PROBLEM STATEMENT>
Collect all lines from the records below that include the word "right".
[[ GIVEN RECORDS open ]]
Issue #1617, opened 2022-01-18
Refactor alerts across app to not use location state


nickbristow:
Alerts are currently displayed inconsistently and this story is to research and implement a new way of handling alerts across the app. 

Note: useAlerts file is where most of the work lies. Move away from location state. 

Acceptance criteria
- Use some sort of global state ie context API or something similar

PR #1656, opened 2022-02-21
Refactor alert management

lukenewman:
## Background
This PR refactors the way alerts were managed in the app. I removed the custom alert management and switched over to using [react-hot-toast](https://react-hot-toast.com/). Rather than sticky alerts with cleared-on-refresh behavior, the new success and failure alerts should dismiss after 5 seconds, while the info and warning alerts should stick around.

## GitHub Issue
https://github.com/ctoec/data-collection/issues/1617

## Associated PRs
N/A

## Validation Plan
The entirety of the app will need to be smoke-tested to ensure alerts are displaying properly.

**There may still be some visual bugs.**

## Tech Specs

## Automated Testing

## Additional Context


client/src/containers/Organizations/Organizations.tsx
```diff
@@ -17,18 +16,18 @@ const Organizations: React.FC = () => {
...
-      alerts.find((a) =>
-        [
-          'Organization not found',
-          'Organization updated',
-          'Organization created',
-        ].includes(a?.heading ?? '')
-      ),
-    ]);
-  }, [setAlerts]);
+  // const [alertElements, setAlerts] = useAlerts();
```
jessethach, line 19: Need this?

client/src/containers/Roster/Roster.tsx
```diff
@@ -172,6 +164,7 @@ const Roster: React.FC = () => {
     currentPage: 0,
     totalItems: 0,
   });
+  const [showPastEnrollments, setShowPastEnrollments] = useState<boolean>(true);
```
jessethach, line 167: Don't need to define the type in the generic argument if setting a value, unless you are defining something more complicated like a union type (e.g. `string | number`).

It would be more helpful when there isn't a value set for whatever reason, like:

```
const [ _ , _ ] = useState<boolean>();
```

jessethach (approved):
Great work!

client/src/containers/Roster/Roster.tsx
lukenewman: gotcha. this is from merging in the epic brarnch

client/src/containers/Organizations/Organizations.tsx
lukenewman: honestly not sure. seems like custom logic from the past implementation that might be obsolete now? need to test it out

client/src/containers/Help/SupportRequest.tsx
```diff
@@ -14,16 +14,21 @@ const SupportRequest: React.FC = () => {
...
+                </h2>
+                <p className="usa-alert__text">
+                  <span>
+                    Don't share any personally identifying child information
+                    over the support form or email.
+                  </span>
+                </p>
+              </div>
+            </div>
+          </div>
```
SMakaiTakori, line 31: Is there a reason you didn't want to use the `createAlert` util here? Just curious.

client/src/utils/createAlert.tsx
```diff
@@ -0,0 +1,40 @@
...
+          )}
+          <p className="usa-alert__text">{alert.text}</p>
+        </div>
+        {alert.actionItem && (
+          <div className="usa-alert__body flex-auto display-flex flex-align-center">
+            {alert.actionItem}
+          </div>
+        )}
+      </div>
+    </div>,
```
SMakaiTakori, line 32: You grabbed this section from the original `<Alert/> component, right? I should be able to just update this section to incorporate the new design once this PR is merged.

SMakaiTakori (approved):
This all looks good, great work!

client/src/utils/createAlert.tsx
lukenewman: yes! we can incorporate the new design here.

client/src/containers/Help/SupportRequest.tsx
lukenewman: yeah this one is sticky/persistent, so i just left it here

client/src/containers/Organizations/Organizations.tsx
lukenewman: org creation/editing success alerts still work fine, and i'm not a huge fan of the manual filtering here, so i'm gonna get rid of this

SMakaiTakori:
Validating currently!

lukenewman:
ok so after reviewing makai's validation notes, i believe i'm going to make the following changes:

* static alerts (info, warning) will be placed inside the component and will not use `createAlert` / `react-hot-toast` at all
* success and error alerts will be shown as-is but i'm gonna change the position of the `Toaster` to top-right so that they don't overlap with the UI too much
[[ GIVEN RECORDS closed ]]
[[ GIVEN RECORDS open ]]
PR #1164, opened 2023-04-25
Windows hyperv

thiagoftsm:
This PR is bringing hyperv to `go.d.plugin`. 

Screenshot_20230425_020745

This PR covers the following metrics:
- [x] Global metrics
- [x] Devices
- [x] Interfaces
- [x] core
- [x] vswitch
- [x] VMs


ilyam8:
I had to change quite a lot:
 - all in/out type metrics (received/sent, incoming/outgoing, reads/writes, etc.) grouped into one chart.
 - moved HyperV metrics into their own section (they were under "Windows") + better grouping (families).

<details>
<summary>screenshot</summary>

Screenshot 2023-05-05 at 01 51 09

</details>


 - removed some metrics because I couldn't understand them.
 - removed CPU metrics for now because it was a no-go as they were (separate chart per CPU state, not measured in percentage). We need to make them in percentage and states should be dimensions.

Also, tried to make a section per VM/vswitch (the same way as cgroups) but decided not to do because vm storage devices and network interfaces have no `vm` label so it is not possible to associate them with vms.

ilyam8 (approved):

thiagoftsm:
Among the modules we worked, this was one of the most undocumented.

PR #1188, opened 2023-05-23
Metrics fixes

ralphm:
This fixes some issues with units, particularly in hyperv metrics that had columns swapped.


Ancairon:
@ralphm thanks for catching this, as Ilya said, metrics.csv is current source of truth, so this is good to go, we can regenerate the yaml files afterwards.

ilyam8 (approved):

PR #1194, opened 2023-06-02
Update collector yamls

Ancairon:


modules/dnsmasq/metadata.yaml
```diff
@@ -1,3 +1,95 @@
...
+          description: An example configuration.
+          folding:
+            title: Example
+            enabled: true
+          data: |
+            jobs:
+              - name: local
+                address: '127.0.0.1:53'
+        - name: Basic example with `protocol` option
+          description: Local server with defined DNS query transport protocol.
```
[[ GIVEN RECORDS closed ]]
[[ GIVEN RECORDS open ]]
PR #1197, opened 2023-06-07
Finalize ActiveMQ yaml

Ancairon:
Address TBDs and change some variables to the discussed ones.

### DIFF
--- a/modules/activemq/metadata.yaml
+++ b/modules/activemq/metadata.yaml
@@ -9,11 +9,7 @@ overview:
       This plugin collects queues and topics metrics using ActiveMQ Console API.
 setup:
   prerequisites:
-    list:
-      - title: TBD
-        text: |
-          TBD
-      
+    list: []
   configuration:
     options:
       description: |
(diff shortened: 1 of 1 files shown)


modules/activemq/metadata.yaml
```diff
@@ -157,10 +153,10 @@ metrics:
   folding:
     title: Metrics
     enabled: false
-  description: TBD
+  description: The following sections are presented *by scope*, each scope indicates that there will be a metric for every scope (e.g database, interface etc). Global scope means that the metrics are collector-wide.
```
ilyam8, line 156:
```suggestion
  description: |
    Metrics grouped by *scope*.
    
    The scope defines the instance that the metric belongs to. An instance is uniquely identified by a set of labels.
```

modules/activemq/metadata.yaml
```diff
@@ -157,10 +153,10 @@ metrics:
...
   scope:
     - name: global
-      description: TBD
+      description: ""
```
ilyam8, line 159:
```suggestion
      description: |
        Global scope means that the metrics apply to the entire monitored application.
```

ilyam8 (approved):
[[ GIVEN RECORDS closed ]]
THE ANSWER>
SMakaiTakori, line 32: You grabbed this section from the original `<Alert/> component, right? I should be able to just update this section to incorporate the new design once this PR is merged.
* success and error alerts will be shown as-is but i'm gonna change the position of the `Toaster` to top-right so that they don't overlap with the UI too much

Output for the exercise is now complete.